Cette plateforme numérique sera ouverte sur projets aux chercheurs, aux associations de patients et citoyens, aux institutions, aux start-up, et aux différentes parties prenantes du secteur de la santé. Cette plateforme bénéficie d’un haut degré de sécurité et ne pourra conserver que des données non nominatives. Elle permettra de « croiser les bases de données de santé dont nous disposons et de faciliter leurs utilisations par les nombreuses équipes de recherche et de développement avec un respect total de la vie privée des usagers du système de santé ».

Le communiqué du 2 décembre 2019 précise : en 18 mois, un travail important a été accompli. À partir d’une feuille de route établie avec l’ensemble des parties prenantes, les infrastructures juridiques et techniques ont été développées. Le 24 juillet 2019, la loi relative à l’organisation et la transformation du système de santé, dont l’article 41 définit le GIP Plateforme de données de santé (le Health data hub) a été promulguée. Quatre mois après, cette structure est officiellement créée et les textes relatifs à sa création, publiés le 30 novembre 2019.

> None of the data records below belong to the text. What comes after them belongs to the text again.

PR #1993, opened 2026-05-29
fix(csv): preserve mid-field quotes

### LINKED ISSUE #1890: Bug: CSV parser drops mid-field quote characters
## Summary
The native CSV parser silently drops quote characters that appear in the middle of an unquoted field. For example, `ab"cd"` is parsed as `abcd`, which changes the user's data without raising an error.

## Why it matters
Silent data mutation is risky in CSV preprocessing. If a quote character is part of a dirty but valid-looking field, Arnio should either preserve it as data or reject the row clearly. Dropping it can corrupt identifiers, notes, product codes, and free-text columns.

## Evidence
- `cpp/src/csv_reader.cpp`: `CsvParser::parse_line()` enters quoted mode whenever it sees `"`, regardless of whether the quote appears at the beginning of a field.
- `tests/test_csv_fuzz.py`: `test_malformed_mid_field_quotes` currently allows either parsing or raising, but does not assert that quote characters are preserved if parsing succeeds.
- Local repro on current `origin/main` (`4b99b03`) shows Arnio changes `ab"cd"` to `abcd`.

## Reproduction or trigger
1. Create a CSV:

```csv
a,b
ab"cd",2
```

2. Read it with Arnio:

```python
import arnio as ar

frame = ar.read_csv("midfield_quote.csv")
print(ar.to_pandas(frame).to_dict("list"))
```

## Expected behavior
Arnio should preserve the quote characters as field data, or reject the malformed field with a clear `CsvReadError`.

## Actual behavior
Arnio parses the value as `abcd`, silently removing the embedded quote characters.

## Suggested direction
Make quote handling state-aware:

- only treat `"` as opening a quoted field when it appears at the start of a field, or
- reject mid-field quote characters in strict mode, and
- add regression tests for `ab"cd"`, `"ab"cd`, and properly escaped `"ab""cd"` cases.

## References
- `cpp/src/csv_reader.cpp`
- `tests/test_csv_fuzz.py`
- closed issue #113 covered general malformed quote diagnostics, but this is a distinct data-preservation regression for mid-field quotes.

saurabhhhcodes:
## Summary
- make CSV quote handling context-aware so quotes only enter quoted mode at field start
- preserve mid-field quote characters as literal CSV data instead of silently dropping them
- add C++ parser and Python regression coverage for mid-field quotes, escaped quotes, delimiter-adjacent quoted fields, and quoted fields followed by trailing text

## Verification
- `clang++ -std=c++17 -Icpp/include -c cpp/src/csv_reader.cpp -o /private/tmp/arnio_csv_reader.o`
- `clang++ -std=c++17 -Icpp/include /private/tmp/arnio_parser_smoke.cpp cpp/src/csv_reader.cpp cpp/src/frame.cpp cpp/src/column.cpp -o /private/tmp/arnio_parser_smoke`
- `/private/tmp/arnio_parser_smoke`
- `PYTHONPYCACHEPREFIX=/private/tmp/arnio-1890-pycache python3 -m compileall -q tests/test_csv.py tests/test_csv_fuzz.py`
- `git diff --check`

Could not run the CMake/Catch2 target locally because `cmake` is not installed in this environment. Could not run the Python regression tests locally because the editable extension is not built here and `pip install -e . --no-build-isolation` failed with missing `scikit_build_core`.

Closes #1890

### DIFF
--- a/cpp/src/csv_reader.cpp
+++ b/cpp/src/csv_reader.cpp
@@ -44,16 +44,34 @@ inline void strip_utf8_bom(std::string& s) {
     }
 }
 
-inline bool record_complete(const std::string& record) {
+inline bool record_complete(const std::string& record, char delimiter) {
     bool in_quotes = false;
+    bool at_field_start = true;
 
     for (size_t i = 0; i < record.size(); ++i) {
-        if (record[i] != '"') continue;
+        const char c = record[i];
 
-        if (in_quotes && i + 1 < record.size() && record[i + 1] == '"') {
-            ++i;
-        } else {
-            in_quotes = !in_quotes;
+        if (in_quotes) {
+            if (c == '"') {
+                if (i + 1 < record.size() && record[i + 1] == '"') {
+                    ++i;
+                } else {
+                    in_quotes = false;
+                    at_field_start = false;
+                }
+            }
+            continue;
+        }
+
+        if (c == '"') {
+            if (at_field_start) {
+                in_quotes = true;
+                at_field_start = false;
+            }
+        } else if (c == delimiter) {
+            at_field_start = true;
+        } else if (c != '\r') {
+            at_field_start = false;
         }
     }
 
@@ -137,7 +155,8 @@ class BufferedStreamReader {
 
 class RecordReader {
    public:
-    explicit RecordReader(std::istream& stream) : reader_(stream) {
+    explicit RecordReader(std::istream& stream, char delimiter)
+        : reader_(stream), delimiter_(delimiter) {
         record_.reserve(1024);
         line_.reserve(1024);
     }
@@ -161,13 +180,13 @@ class RecordReader {
             prev_line_ending_ = line_ending_;
             first = false;
 
-            if (record_complete(record_)) {
+            if (record_complete(record_, delimiter_)) {
                 out_record = record_;
                 return true;
             }
         }
 
-        if (!record_.empty() && !record_complete(record_)) {
+        if (!record_.empty() && !record_complete(record_, delimiter_)) {
             throw std::runtime_error("Unterminated quoted field starting at line " +
                                      std::to_string(record_start_line));
         }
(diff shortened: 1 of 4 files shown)


saurabhhhcodes:
Thanks for the fast CI run. All GitHub checks are green or finishing green on this parser fix; the only visible red status is Vercel authorization, which needs a team member and is not code-actionable from my fork.

Small scoring-label request: issue #1890 is marked difficulty:advanced / gssoc:level-3 and type:bug. Could you please mirror the advanced/level-3 bug labels on this PR as well?

im-anishraj:
Thanks for the parser fix, @saurabhhhcodes. I added the missing GSSoC classification labels and did an initial static/local pass:

- `black --check tests/test_csv.py tests/test_csv_fuzz.py`
- `ruff check tests/test_csv.py tests/test_csv_fuzz.py`

Those are clean. I also reviewed the C++ diff around `record_complete()` / `parse_line()`. I cannot use this local MinGW toolchain as an authoritative C++ compile here because it fails on the standard `<optional>` header, so I am waiting for the rebuilt GitHub Actions matrix. At the moment, all non-Vercel checks are green except one Windows Python job that is still running. I’ll hold review/merge until that finishes.

im-anishraj:
@saurabhhhcodes thanks for flagging the tracking mismatch. I updated PR #1993 to mirror #1890 with `level:advanced` and `gssoc:level-3`; the parser bug/type labels are already present.

im-anishraj (approved):
@saurabhhhcodes thanks for the careful fix and the regression coverage around mid-field quote handling. I rechecked the full GitHub CI matrix: all non-Vercel jobs are green, including the C++ native tests and Python test matrix. The remaining Vercel failure is the known repository auth-limit issue, not a code failure.

Local Python formatting/static checks are clean. My local targeted pytest run cannot validate the new C++ behavior because this Windows workspace is still importing the previously installed `_arnio_cpp` wheel, and rebuilding the native extension here is blocked by missing NMake/MSVC. The rebuilt CI wheels cover the native path, so this is ready from my side.

PR #1996, opened 2026-05-29
fix: avoid returning original frame from drop_empty_columns zero-row path

### LINKED ISSUE #1950: Bug: avoid returning original frame from drop_empty_columns zero-row path
## Summary

`drop_empty_columns()` returns the original `ArFrame` when the input has zero rows.

That preserves the current shape, but it also aliases the original wrapper and mutable `_attrs` metadata instead of returning a fresh transformed frame.

## Why it matters

Cleaning helpers should have predictable copy/transform semantics. Returning the original object only on the zero-row path makes this helper behave differently from non-empty inputs and can cause accidental mutation of the caller’s original frame metadata.

The docstring also describes the return value as a new frame, so this edge path does not match the public contract.

## Evidence

- `arnio/cleaning.py`: `drop_empty_columns()` returns `frame` directly when `frame.shape[0] == 0`.
- `arnio/cleaning.py`: the docstring says the function returns a “New frame without fully empty columns.”
- `tests/test_cleaning.py`: zero-row schema preservation is tested, but object identity and `_attrs` aliasing are not tested.

## Reproduction or trigger

```python
import pandas as pd
import arnio as ar

frame = ar.from_pandas(pd.DataFrame({"a": pd.Series(dtype="object")}))
frame._attrs = {"nested": {"x": 1}}

result = ar.drop_empty_columns(frame)

assert result is not frame  # currently fails

result._attrs["nested"]["x"] = 2
assert frame._attrs["nested"]["x"] == 1  # currently fails
```

## Expected behavior

Zero-row inputs should still return a fresh `ArFrame` with the same columns and row count, without sharing mutable metadata with the original frame.

## Actual behavior

The zero-row branch returns the original frame object directly.

## Suggested direction

Replace the zero-row early return with a fresh zero-row frame construction path that preserves columns, dtypes, shape, and a deep copy of `_attrs`. Add focused tests for:

- zero-row inputs return a distinct `ArFrame`
- `_attrs` metadata is not aliased
- columns/dtypes/shape are preserved
- non-empty behavior remains unchanged

## References

- `arnio/cleaning.py`
- `tests/test_cleaning.py`

Exodus2004:
Closes #1950. Preserves schema, shape, and deep copies _attrs on zero-row inputs to avoid wrapper and metadata aliasing.

### DIFF
--- a/arnio/cleaning.py
+++ b/arnio/cleaning.py
@@ -539,7 +539,15 @@ def drop_empty_columns(frame: ArFrame) -> ArFrame:
     from .convert import to_pandas
 
     if frame.shape[0] == 0:
-        return frame
+        attrs = copy.deepcopy(frame._attrs) if frame._attrs is not None else None
+        empty_columns_data: dict[str, list[object]] = {}
+        empty_dtype_hints: dict[str, _DType] = {}
+        for col_name in frame.columns:
+            empty_columns_data[col_name] = []
+            empty_dtype_hints[col_name] = frame._frame.column_by_name(col_name).dtype()
+        return ArFrame(
+            _Frame.from_dict(empty_columns_data, empty_dtype_hints, 0), attrs=attrs
+        )
 
     df = to_pandas(frame)
     empty_columns: list[str] = []
--- a/tests/test_cleaning.py
+++ b/tests/test_cleaning.py
@@ -930,6 +930,20 @@ class TestDropEmptyColumns:
         assert result.shape[0] == 0
         assert result.shape[1] == 3
 
+    def test_drop_empty_columns_zero_row_metadata_isolation(self):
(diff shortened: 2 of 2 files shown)


im-anishraj (approved):
@Exodus2004 thanks for the focused fix. I reviewed the diff and verified the zero-row `drop_empty_columns` path locally:

- `black --check arnio/cleaning.py tests/test_cleaning.py` passed
- `ruff check arnio/cleaning.py tests/test_cleaning.py` passed
- `pytest tests/test_cleaning.py -k "DropEmptyColumns or drop_empty_columns" -q` passed: 6 tests

All non-Vercel CI is green; the remaining Vercel failure is the known authorization-limit issue. This is ready to merge.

La ministre des solidarités et de la santé a fixé d’ores et déjà les premiers axes de la feuille de route du GIP. Il devra, d’ici 2022, enrichir le catalogue de données, déployer une offre attractive de services pour faciliter le traitement et l’usage des données, informer les usagers du système de santé et leur faciliter l’exercice de l’ensemble de leurs droits et d’acquérir une visibilité nationale et internationale. Il s’appuiera pour cela sur des partenariats, prioritairement en France et en Europe, avec des instituts de recherche et des producteurs de données.